Member of the Madhya Pradesh Legislative Assembly
- In office 1985–1990
- Preceded by: Digvijaya Singh
- Succeeded by: Lakshman Singh
- Constituency: Raghogarh
- In office 2008–2013
- Preceded by: Digvijaya Singh
- Succeeded by: Jaivardhan Singh

Personal details
- Born: 15 August 1947
- Died: 17 August 2016 (aged 69)
- Party: Indian National Congress
- Profession: Politician

= Mool Singh =

Indian politician

Mool Singh Chouhan Peelaghata (also spelled Mul Singh, 15 August 1947 – 17 August 2016) was an Indian politician who was elected as a member of legislative assembly on Indian National Congress party symbol to the Madhya Pradesh Vidhan Sabha in 1985 and 2008 from the Raghogarh constituency.

==Political career==
He also served as a zila panchayat head of Guna district in 2001. He was a cousin of Digvijay Singh, a former Chief Minister of Madhya Pradesh and thus related to politician Lakshman Singh, Digvijay's brother. He was resident of Peelaghata village situated in same constituency.

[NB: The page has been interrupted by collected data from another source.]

PR #820, opened 2020-06-08
mysqli correct link & params

stdex:


mysqli/mysqli.php
```diff
@@ -141,7 +142,7 @@ public function __construct (
 		$username = null,
 		$passwd = null,
 		$dbname = null,
-		$port = null,
+		$port = 0,
```
isfedorov, line 145: according to https://github.com/php/php-src/blob/master/ext/mysqli/mysqli.stub.php 
```
    public function __construct(
        ?string $host = null,
        ?string $user = null,
        ?string $password = null,
        ?string $database = null,
        ?int $port = null,
        ?string $socket = null
    ) {}
```
Could you please clarify why you have changed this value?

mysqli/mysqli.php
```diff
@@ -216,14 +217,15 @@ public function close () {}
...
+	 * @link https://php.net/manual/en/function.mysqli-connect.php
+	 * @param string $host [optional]
+	 * @param string $user [optional]
+	 * @param string $password [optional]
+	 * @param string $database [optional]
+	 * @param int $port [optional]
+	 * @param string $socket [optional]
 	 */
-	public function connect ($host, $user, $password, $database, $port, $socket) {}
+	public function connect ($host = '', $user = '', $password = '', $database = '', $port = 0, $socket = '') {}
```
isfedorov, line 228: According to https://github.com/php/php-src/blob/master/ext/mysqli/mysqli.stub.php#L61 
Stub is
```
public function connect(
        ?string $host = null,
        ?string $user = null,
        ?string $password = null,
        ?string $database = null,
        ?int $port = null,
        ?string $socket = null
    ) {}
```
so I think default value should be changed to nulls

mysqli/mysqli.php
```diff
@@ -322,14 +324,15 @@ public function kill ($processid) {}
...
+	 * @link https://php.net/manual/en/mysqli.construct.php
 	 * @param string $host [optional]
 	 * @param string $user [optional]
 	 * @param string $password [optional]
 	 * @param string $database [optional]
 	 * @param int $port [optional]
 	 * @param string $socket [optional]
 	 */
-	public function mysqli ($host = null, $user = null, $password = null, $database = null, $port = null, $socket = null) {}
+	public function mysqli ($host = null, $user = null, $password = null, $database = null, $port = 0, $socket = null) {}
```
isfedorov, line 335: The same as above. Could you please clarify why 0 instead of null?

mysqli/mysqli.php
```diff
@@ -549,7 +552,7 @@ public function query ($query, $resultmode = MYSQLI_STORE_RESULT) {}
 	 * </p>
 	 * @return bool true on success or false on failure.
 	 */
-	public function real_connect ($host = null, $username = null, $passwd = null, $dbname = null, $port = null, $socket = null, $flags = null) {}
+	public function real_connect ($host = null, $username = null, $passwd = null, $dbname = null, $port = 0, $socket = null, $flags = null) {}
```
isfedorov, line 555: according to https://github.com/php/php-src/blob/master/ext/mysqli/mysqli.stub.php#L174 stub is
```
public function real_connect(
        ?string $host = null,
        ?string $user = null,
        ?string $password = null,
        ?string $database = null,
        ?int $port = null,
        ?string $socket = null,
        int $flags = 0
    ) {}
```
So I think default values should be updated accordingly

mysqli/mysqli.php
```diff
@@ -1521,11 +1528,11 @@ function mysqli_commit ($link, $flags = 0, $name = null) {}
  * @param string $user The MySQL user name.
  * @param string $password If not provided or NULL, the MySQL server will attempt to authenticate the user against those user records which have no password only.
  * @param string $database If provided will specify the default database to be used when performing queries.
- * @param string $port Specifies the port number to attempt to connect to the MySQL server.
+ * @param int $port Specifies the port number to attempt to connect to the MySQL server.
  * @param string $socket Specifies the socket or named pipe that should be used.
  * @return mysqli|false object which represents the connection to a MySQL Server or false if an error occurred.
  */
-function mysqli_connect ($host = '', $user = '', $password = '', $database = '', $port = '', $socket = '') {}
+function mysqli_connect ($host = '', $user = '', $password = '', $database = '', $port = 0, $socket = '') {}
```
isfedorov, line 1535: This function is an alias of https://github.com/php/php-src/blob/master/ext/mysqli/mysqli.stub.php#L61 so I think default values should be the same

mysqli/mysqli.php
```diff
@@ -2070,16 +2081,16 @@ function mysqli_query ($link, $query, $resultmode = MYSQLI_STORE_RESULT) {}
...
+ * @param string $user [optional]
+ * @param string $password [optional]
+ * @param string $database [optional]
+ * @param int $port [optional]
+ * @param string $socket [optional]
+ * @param int $flags [optional]
  * @return bool
  */
-function mysqli_real_connect ($link, $host = '', $user = '', $password = '', $database = '', $port = '', $socket = '', $flags = null) {}
+function mysqli_real_connect ($link, $host = '', $user = '', $password = '', $database = '', $port = 0, $socket = '', $flags = null) {}
```
isfedorov, line 2093: According to https://github.com/php/php-src/blob/master/ext/mysqli/mysqli.stub.php#L651 default values for options parameters are nulls. So I think it makes sense to update them accordingly.

PR #822, opened 2020-06-09
Unprefix Generator::throw() method

ondrejmirtes:
I don't know what the `PS_UNRESERVE_PREFIX_` prefix is for. Let's see if it was added to the `throw()` error by mistake or not.


isfedorov:
Hi @ondrejmirtes ,
this prefix is required for some of internal PhpStorm mechanisms and that's why it have to be here.

PR #831, opened 2020-06-14
Is subclass of

stdex:


isfedorov:
Hi @stdex 
Thank you for the contribution! Just a small note. It makes sense to make commit messages a bit more descriptive to make git log more clear and precise.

In June 2013, Singh announced that he would be stepping down from the seat at the next elections, paving way for Digvijay Singh's son, Jaivardhan Singh. Mool Singh cited poor health for his decision. The constituency has previously been held by Digvijay, Lakshman and by their father, Balbhadra Singh.

==Personal life==
Mool Singh died on 17 August 2016, aged 69, after suffering a cardiac arrest at the Delhi railway station. He was admitted in a private hospital in Delhi and was returning to his home when he suffered from the heart attack at the station and died. He is survived by wife, two sons and a daughter.